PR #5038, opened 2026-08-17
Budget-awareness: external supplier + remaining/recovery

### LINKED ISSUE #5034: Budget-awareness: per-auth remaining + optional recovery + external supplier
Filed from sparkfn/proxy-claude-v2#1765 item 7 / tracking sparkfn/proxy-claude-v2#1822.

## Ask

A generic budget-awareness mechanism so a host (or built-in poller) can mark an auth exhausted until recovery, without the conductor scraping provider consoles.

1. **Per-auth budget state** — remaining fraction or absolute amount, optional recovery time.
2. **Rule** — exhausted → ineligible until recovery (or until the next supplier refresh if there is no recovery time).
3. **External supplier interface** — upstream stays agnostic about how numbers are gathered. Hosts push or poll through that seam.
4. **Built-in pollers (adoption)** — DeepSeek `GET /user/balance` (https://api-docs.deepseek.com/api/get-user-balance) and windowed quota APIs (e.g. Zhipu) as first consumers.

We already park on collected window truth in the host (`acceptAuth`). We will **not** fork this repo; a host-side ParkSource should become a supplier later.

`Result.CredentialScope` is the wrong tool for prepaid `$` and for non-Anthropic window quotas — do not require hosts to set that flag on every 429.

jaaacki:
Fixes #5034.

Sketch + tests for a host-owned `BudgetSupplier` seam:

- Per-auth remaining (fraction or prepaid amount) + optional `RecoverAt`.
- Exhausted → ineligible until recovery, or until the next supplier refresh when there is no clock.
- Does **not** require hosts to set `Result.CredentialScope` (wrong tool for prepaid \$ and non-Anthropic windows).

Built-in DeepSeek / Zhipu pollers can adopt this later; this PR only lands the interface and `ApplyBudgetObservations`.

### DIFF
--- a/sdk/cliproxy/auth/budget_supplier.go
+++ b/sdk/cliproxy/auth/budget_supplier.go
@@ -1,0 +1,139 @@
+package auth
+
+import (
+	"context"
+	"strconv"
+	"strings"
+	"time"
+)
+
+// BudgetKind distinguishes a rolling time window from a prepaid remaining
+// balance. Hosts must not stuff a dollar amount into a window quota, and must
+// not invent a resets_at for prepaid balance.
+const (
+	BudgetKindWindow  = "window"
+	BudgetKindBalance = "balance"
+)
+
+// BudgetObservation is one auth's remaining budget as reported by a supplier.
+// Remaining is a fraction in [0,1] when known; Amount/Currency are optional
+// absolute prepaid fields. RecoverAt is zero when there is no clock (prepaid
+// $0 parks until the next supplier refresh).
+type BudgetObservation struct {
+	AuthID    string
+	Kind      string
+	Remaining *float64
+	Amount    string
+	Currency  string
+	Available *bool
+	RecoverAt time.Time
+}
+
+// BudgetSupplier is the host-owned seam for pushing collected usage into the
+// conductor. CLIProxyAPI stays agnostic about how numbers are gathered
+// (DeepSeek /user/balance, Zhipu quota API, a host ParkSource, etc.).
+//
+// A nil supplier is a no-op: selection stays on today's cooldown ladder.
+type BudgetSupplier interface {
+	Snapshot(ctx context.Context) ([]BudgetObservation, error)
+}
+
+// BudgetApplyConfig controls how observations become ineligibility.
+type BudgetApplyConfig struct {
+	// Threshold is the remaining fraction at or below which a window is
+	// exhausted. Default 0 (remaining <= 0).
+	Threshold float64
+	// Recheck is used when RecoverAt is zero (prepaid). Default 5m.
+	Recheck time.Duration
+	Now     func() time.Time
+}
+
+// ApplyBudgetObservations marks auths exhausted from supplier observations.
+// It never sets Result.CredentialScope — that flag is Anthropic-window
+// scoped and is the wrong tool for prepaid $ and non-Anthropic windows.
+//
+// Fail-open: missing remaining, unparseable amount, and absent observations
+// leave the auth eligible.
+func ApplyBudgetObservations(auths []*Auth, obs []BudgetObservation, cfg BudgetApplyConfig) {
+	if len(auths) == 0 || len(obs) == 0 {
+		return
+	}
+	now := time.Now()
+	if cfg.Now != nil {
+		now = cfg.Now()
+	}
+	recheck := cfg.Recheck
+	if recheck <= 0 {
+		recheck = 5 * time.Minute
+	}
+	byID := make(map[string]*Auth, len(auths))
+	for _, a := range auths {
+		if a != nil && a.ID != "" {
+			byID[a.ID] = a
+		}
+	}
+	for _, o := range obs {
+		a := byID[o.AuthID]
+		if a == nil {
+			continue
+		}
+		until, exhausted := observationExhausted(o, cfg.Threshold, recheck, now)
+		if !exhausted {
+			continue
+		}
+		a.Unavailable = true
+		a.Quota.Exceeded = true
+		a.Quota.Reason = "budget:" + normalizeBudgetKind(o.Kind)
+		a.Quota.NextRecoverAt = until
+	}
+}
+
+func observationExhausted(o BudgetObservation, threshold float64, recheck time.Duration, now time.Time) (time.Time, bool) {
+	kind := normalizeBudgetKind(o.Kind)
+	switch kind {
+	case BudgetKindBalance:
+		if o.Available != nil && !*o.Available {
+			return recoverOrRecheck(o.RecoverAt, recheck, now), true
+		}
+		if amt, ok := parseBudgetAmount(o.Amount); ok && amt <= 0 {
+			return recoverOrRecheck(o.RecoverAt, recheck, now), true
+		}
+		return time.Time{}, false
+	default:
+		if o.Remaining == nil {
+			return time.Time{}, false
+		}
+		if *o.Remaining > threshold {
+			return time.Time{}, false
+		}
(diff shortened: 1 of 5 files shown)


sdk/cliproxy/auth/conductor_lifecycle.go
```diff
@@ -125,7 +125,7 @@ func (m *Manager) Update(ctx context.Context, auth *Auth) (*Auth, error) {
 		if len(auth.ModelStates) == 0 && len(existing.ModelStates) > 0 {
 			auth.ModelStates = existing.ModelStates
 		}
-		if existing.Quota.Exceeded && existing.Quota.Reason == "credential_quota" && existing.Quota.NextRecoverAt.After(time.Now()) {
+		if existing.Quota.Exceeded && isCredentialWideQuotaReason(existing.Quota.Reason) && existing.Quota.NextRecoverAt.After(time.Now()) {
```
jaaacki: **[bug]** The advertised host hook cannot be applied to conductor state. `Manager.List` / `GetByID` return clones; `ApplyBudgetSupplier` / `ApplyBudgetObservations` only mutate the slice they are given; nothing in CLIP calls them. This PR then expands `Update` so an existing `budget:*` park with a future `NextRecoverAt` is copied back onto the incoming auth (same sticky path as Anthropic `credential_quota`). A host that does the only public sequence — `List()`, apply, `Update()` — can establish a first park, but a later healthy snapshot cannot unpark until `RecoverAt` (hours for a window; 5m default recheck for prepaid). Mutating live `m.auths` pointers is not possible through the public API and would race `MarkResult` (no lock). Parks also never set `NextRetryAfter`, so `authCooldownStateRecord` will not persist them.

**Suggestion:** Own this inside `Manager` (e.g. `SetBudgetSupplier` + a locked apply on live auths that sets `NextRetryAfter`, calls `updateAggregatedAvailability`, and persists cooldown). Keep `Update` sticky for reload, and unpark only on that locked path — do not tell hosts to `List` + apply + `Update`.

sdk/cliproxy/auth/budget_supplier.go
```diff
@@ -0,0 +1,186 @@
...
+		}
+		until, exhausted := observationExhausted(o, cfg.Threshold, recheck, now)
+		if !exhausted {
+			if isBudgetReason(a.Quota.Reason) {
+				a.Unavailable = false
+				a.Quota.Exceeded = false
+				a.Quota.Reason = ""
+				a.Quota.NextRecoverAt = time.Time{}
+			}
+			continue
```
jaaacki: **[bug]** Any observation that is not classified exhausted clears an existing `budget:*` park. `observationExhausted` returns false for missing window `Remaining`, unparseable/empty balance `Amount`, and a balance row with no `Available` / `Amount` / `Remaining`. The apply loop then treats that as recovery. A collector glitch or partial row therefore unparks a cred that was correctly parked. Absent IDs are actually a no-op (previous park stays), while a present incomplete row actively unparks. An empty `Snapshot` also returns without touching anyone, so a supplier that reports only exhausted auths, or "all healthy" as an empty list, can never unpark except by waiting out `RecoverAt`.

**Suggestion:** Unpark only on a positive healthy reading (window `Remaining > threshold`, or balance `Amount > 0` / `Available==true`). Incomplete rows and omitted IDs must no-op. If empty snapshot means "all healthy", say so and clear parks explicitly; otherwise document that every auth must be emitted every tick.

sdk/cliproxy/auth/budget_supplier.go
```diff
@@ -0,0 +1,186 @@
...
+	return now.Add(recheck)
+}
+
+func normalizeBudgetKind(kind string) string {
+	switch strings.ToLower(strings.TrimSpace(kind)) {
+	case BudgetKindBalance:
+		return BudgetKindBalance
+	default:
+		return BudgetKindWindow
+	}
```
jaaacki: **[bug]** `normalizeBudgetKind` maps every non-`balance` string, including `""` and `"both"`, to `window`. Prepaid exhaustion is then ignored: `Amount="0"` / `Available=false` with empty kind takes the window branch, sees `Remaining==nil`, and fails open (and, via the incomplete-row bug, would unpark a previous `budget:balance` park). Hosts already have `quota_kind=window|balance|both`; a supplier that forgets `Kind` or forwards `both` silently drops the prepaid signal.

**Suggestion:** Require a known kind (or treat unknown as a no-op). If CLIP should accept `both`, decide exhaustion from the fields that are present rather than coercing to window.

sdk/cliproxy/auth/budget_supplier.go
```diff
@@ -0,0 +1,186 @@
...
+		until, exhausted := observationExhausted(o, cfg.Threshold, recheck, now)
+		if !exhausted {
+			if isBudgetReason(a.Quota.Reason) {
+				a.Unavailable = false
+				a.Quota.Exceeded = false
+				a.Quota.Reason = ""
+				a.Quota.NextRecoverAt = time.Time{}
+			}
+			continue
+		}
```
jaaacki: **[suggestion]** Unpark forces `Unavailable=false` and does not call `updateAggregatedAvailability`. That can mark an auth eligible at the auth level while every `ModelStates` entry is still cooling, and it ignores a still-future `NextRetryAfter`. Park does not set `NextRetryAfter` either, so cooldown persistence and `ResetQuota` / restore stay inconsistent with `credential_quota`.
════════════════
**Your task:**
Would you copy, unchanged, the stretch of the records above that begins at the line containing "Built-in DeepSeek /" and ends at the line containing "CLIProxyAPI stays agnostic about how numbers are gathered", and only that?

**Response:**
Built-in DeepSeek / Zhipu pollers can adopt this later; this PR only lands the interface and `ApplyBudgetObservations`.

### DIFF
--- a/sdk/cliproxy/auth/budget_supplier.go
+++ b/sdk/cliproxy/auth/budget_supplier.go
@@ -1,0 +1,139 @@
+package auth
+
+import (
+	"context"
+	"strconv"
+	"strings"
+	"time"
+)
+
+// BudgetKind distinguishes a rolling time window from a prepaid remaining
+// balance. Hosts must not stuff a dollar amount into a window quota, and must
+// not invent a resets_at for prepaid balance.
+const (
+	BudgetKindWindow  = "window"
+	BudgetKindBalance = "balance"
+)
+
+// BudgetObservation is one auth's remaining budget as reported by a supplier.
+// Remaining is a fraction in [0,1] when known; Amount/Currency are optional
+// absolute prepaid fields. RecoverAt is zero when there is no clock (prepaid
+// $0 parks until the next supplier refresh).
+type BudgetObservation struct {
+	AuthID    string
+	Kind      string
+	Remaining *float64
+	Amount    string
+	Currency  string
+	Available *bool
+	RecoverAt time.Time
+}
+
+// BudgetSupplier is the host-owned seam for pushing collected usage into the
+// conductor. CLIProxyAPI stays agnostic about how numbers are gathered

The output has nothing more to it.